• **Task statement**: Would you restate all the entries exactly, leaving nothing out?

• **Stored items**:
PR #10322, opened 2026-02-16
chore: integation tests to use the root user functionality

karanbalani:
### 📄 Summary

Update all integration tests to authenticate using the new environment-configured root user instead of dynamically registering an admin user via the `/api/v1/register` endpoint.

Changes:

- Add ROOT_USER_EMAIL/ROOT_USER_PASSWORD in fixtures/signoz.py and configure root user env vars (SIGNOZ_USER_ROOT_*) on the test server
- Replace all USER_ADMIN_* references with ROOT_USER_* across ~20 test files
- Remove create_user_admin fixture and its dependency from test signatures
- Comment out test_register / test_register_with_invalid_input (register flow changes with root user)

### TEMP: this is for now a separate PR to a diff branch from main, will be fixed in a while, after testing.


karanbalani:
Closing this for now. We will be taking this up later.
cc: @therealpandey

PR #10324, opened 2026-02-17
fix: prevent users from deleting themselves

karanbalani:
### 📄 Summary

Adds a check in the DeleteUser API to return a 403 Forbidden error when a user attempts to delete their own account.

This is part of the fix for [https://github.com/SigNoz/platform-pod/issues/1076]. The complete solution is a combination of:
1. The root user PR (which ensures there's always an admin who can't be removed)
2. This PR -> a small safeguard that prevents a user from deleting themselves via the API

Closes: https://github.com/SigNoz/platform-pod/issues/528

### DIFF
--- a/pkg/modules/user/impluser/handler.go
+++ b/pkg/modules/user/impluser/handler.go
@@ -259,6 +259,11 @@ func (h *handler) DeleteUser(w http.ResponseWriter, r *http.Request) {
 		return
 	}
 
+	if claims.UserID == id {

• **Completed exercise**:
PR #10322, opened 2026-02-16
chore: integation tests to use the root user functionality

karanbalani:
### 📄 Summary

Update all integration tests to authenticate using the new environment-configured root user instead of dynamically registering an admin user via the `/api/v1/register` endpoint.

Changes:

- Add ROOT_USER_EMAIL/ROOT_USER_PASSWORD in fixtures/signoz.py and configure root user env vars (SIGNOZ_USER_ROOT_*) on the test server
- Replace all USER_ADMIN_* references with ROOT_USER_* across ~20 test files
- Remove create_user_admin fixture and its dependency from test signatures
- Comment out test_register / test_register_with_invalid_input (register flow changes with root user)

### TEMP: this is for now a separate PR to a diff branch from main, will be fixed in a while, after testing.


karanbalani:
Closing this for now. We will be taking this up later.
cc: @therealpandey

PR #10324, opened 2026-02-17
fix: prevent users from deleting themselves

karanbalani:
### 📄 Summary

Adds a check in the DeleteUser API to return a 403 Forbidden error when a user attempts to delete their own account.

This is part of the fix for [https://github.com/SigNoz/platform-pod/issues/1076]. The complete solution is a combination of:
1. The root user PR (which ensures there's always an admin who can't be removed)
2. This PR -> a small safeguard that prevents a user from deleting themselves via the API

Closes: https://github.com/SigNoz/platform-pod/issues/528

### DIFF
--- a/pkg/modules/user/impluser/handler.go
+++ b/pkg/modules/user/impluser/handler.go
@@ -259,6 +259,11 @@ func (h *handler) DeleteUser(w http.ResponseWriter, r *http.Request) {
 		return
 	}
 
+	if claims.UserID == id {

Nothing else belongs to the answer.